MATERIAL SUPPLIED below:
PR #394, opened 2025-12-09
[UEPR-336] Implement Semantic Layout in the Editor

kbangelov:
### Resolves

https://scratchfoundation.atlassian.net/browse/UEPR-336

### Proposed Changes

I have added role and aria-label tags for the elements to be considered as landmarks and be navigated through with a screen reader easily. I have separated the page into three parts : 
- Menu topbar (role = banner)
- editor (role = main)
- Stage and Target (role = complementary)

Those three I have separated into the following:
Editor:
- TabList (role = region)
- Code/(Costumes/Backdrops)/Sound Editor Panel (role="region")
- Backpack (region)

Stage and Target:
- Stage (region)
- Target (region)

### Reason for Changes

None of them were focusable so far.

### To be tested with a proper screen reader but it seems to work
I have not fully tested whether they can be navigated through quickly as landmarks yet, because the only semi-adequate screen reader I found was an extension which doesn't let me tab from landmark to landmark but reads them out loud when hovered. Also another extension for landmarks does find all 8 described above. So I have tested it to the best of my abilities, still a check from a proper screen will be much appreciated. I think it works.


packages/scratch-gui/src/components/gui/gui.jsx
```diff
@@ -403,7 +409,11 @@ const GUIComponent = props => {
                             ) : null}
                         </Box>
 
-                        <Box className={classNames(styles.stageAndTargetWrapper, styles[stageSize])}>
+                        <Box
+                            aria-label="Stage and Target"
+                            role="complementary"
+                            className={classNames(styles.stageAndTargetWrapper, styles[stageSize])}
+                        >
                             <StageWrapper
```
KManolov3: I think both the stage and target should be considered sections on their own.

packages/scratch-gui/src/components/gui/gui.jsx
```diff
@@ -253,6 +253,8 @@ const GUIComponent = props => {
                     />
                 ) : null}
                 {!menuBarHidden && <MenuBar
+                    role="navigation"
```
KManolov3: I think banner role might make the most sense here. 
Maybe the label should also become something like "Menu topbar"

packages/scratch-gui/src/components/gui/gui.jsx
```diff
@@ -290,14 +292,20 @@ const GUIComponent = props => {
                 />}
                 <Box className={boxStyles}>
                     <Box className={styles.flexWrapper}>
```
KManolov3: The `boxStyles` Box has only one child element - the `flexWrapper`. I imagine that might create unnecessary overhead for screen reader. We'd want to either set ariaHidden to one (or both) of them, or merge them together. Can you try merging the two Box-es into one (passing all of their styles)? If it results in unintended consequences for the layout, we can go with another approach.

packages/scratch-gui/src/components/gui/gui.jsx
```diff
@@ -399,19 +413,33 @@ const GUIComponent = props => {
                                 </TabPanel>
                             </Tabs>
                             {backpackVisible ? (
-                                <Backpack host={backpackHost} />
+                                <Backpack
+                                    host={backpackHost}
+                                    role="region"
+                                    ariaLabel="Backpack"
```
KManolov3: It's unfortunate that we end up passing "aria-label" (kebab case) vs ariaLabel (camel case) in different places, as that creates a lot of potential for developer error, but I understand that PropTypes is somewhat forcing our hand on this. We can possibly return to this again later.

packages/scratch-gui/src/components/gui/gui.jsx
```diff
@@ -310,7 +318,10 @@ const GUIComponent = props => {
                                 // Actual behavior: the Code or Sounds tab is now focused
                                 focusTabOnClick={false}
                             >
-                                <TabList className={tabClassNames.tabList}>
+                                <TabList
+                                    className={tabClassNames.tabList}
+                                    aria-roledescription="tab list"
```
KManolov3: The `react-tabs` library already applies a tablist role, so this description might be redundant

packages/scratch-gui/src/components/gui/gui.jsx
```diff
@@ -359,7 +370,10 @@ const GUIComponent = props => {
                                         />
                                     </Tab>
                                 </TabList>
-                                <TabPanel className={tabClassNames.tabPanel}>
+                                <TabPanel
+                                    className={tabClassNames.tabPanel}
+                                    aria-roledescription="editor panel"
```
KManolov3: Let's use `aria-label` here. I think it's useful to have these labeled, as they serve a semantic purpose, but not sure if `aria-roledescription` is the correct property here

KManolov3: Additionally, what do you think about moving this aria-label to the tabs themselves:
- "Code Editor Tab"
- "Costumes Tab"
- "Sounds Tab"
?

packages/scratch-gui/src/components/menu-bar/menu-bar.jsx
```diff
@@ -437,6 +437,8 @@ class MenuBar extends React.Component {
                     this.props.className,
                     styles.menuBar
                 )}
+                aria-label={this.props.ariaLabel}
+                role="navigation"
```
KManolov3: Aren't we passing the role from outside?

packages/scratch-gui/src/components/menu-bar/menu-bar.jsx
```diff
@@ -971,6 +974,7 @@ MenuBar.propTypes = {
     platform: PropTypes.oneOf(Object.keys(PLATFORM)),
     projectTitle: PropTypes.string,
     renderLogin: PropTypes.func,
+    role: PropTypes.string,
```
KManolov3: Nitpick: If we are defining custom aria properties for some of these Wrapper components, I think `ariaRole` might make their purpose clearer.

packages/scratch-gui/src/components/gui/gui.jsx
kbangelov: I am leaving an aria label, let me know whether you think it's appropriate to have "tablist (role) editor tabs (aria-label)"

packages/scratch-gui/src/components/gui/gui.jsx
kbangelov: good idea

packages/scratch-gui/src/components/menu-bar/menu-bar.jsx
kbangelov: smh

packages/scratch-gui/src/components/menu-bar/menu-bar.jsx
kbangelov: yeah, fair

packages/scratch-gui/src/components/gui/gui.jsx
kbangelov: Good observation, I believe I have merged them without any visual changes, I only had to remove a repeating "height" value.

packages/scratch-gui/src/components/backpack/backpack.jsx
```diff
@@ -53,11 +54,16 @@ const Backpack = ({
     onDelete,
     onMouseEnter,
     onMouseLeave,
-    onMore
+    onMore,
+    ariaRole
```
KManolov3: Nitpick: Let's sort properties alphabetically when possible for readibility

packages/scratch-gui/src/components/gui/gui.css
```diff
@@ -28,7 +28,6 @@
         b) for combined stage menu + stage + sprite/stage selectors
     */
     flex-direction: row;
-    height: 100%;
```
KManolov3, line 31: I imagine this was no longer needed because of the `body-wrapper` css class?

packages/scratch-gui/src/components/gui/gui.jsx
```diff
@@ -288,137 +290,166 @@ const GUIComponent = props => {
...
                             >
-                                <TabList className={tabClassNames.tabList}>
-                                    <Tab className={tabClassNames.tab}>
-                                        <img
-                                            draggable={false}
-                                            src={codeIcon}
-                                        />
+                                <Tab
+                                    className={tabClassNames.tab}
+                                    aria-label="Code Editor Tab"
```
KManolov3: I rather meant for the aria-labels to be on the components rendering the tabs (so the <Box wrapping the Blocks, the <CostumeTab component, the <SoundTab component). I see that I wasn't very clear what I meant in my previous comment, sorry about that.

In the case of the <Tab components, we shouldn't have an issue there, as the messages describing them (e.g. the FormattedMessage below translates into a <span> Code </span>, should make their purpose clear.

packages/scratch-gui/src/components/stage-wrapper/stage-wrapper.jsx
```diff
@@ -13,12 +13,14 @@ import styles from './stage-wrapper.css';
...
 const StageWrapperComponent = function (props) {
     const {
+        ariaLabel,
         isFullScreen,
         isRtl,
         isRendererSupported,
         loading,
         manuallySaveThumbnails,
         onUpdateProjectThumbnail,
+        ariaRole,
```
KManolov3: nitpick: see comment above about alphabetical prop ordering

packages/scratch-gui/src/components/gui/gui.jsx
```diff
@@ -290,168 +290,166 @@ const GUIComponent = props => {
...
+                            ariaRole="region"
+                            ariaLabel="Stage"
+                        />
                         <Box
-                            role="complementary"
-                            aria-label="Stage and Target"
-                            className={classNames(styles.stageAndTargetWrapper, styles[stageSize])}
+                            className={styles.targetWrapper}
+                            role="region"
+                            aria-label="Target"
```
KManolov3: Nitpick: "Target" -> "Target Pane"

packages/scratch-gui/src/components/gui/gui.jsx
```diff
@@ -290,168 +290,166 @@ const GUIComponent = props => {
...
+                        className={styles.editorWrapper}
+                    >
+                        <Tabs
+                            forceRenderTabPanel
+                            className={tabClassNames.tabs}
+                            selectedIndex={activeTabIndex}
+                            selectedTabClassName={tabClassNames.tabSelected}
+                            selectedTabPanelClassName={tabClassNames.tabPanelSelected}
+                            onSelect={onActivateTab}
+                            role="region"
```
KManolov3: Having the element directly under the "main" landmark be a separate region is probably redundant.

Instead, I am split between either not having any regions, besides the backpack in it, or:
- the <TabList becomes a region
- the rendered tab content (the <Box wrapping the Blocks, the <CostumeTab component, the <SoundTab component) also become regions - and only the active one will be rendered (and so selectable) at a single time

As I don't have a strong argument against doing it, I think the latter option (defining additional regions) should be the one to go with.

packages/scratch-gui/src/components/backpack/backpack.jsx
kbangelov: Yeah, I clearly forgot about it while changing the name

packages/scratch-gui/src/components/gui/gui.css
kbangelov: Yes, that class being on the inside used to say "make up 100% of the body wrapper height"

packages/scratch-gui/src/components/gui/gui.jsx
```diff
@@ -359,66 +368,94 @@ const GUIComponent = props => {
...
-                                            username={username}
-                                        />
-                                    </Box>
-                                    <ExtensionsButton
-                                        activeTabIndex={activeTabIndex}
-                                        intl={intl}
+                            </Box>
+                            <TabPanel
+                                className={tabClassNames.tabPanel}
+                                aria-label="Code Editor Panel"
```
KManolov3: Can we remove the aria-label here and leave it only on the region to avoid confusion?

KManolov3 (approved):

packages/scratch-gui/src/components/gui/gui.jsx
kbangelov: Absolutely

KManolov3:
FYI @cwillisf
End of MATERIAL SUPPLIED.
TASK BRIEF: Search the lines above for the string "topbar" and copy each line that has it.

REPLY:
- Menu topbar (role = banner)
Maybe the label should also become something like "Menu topbar"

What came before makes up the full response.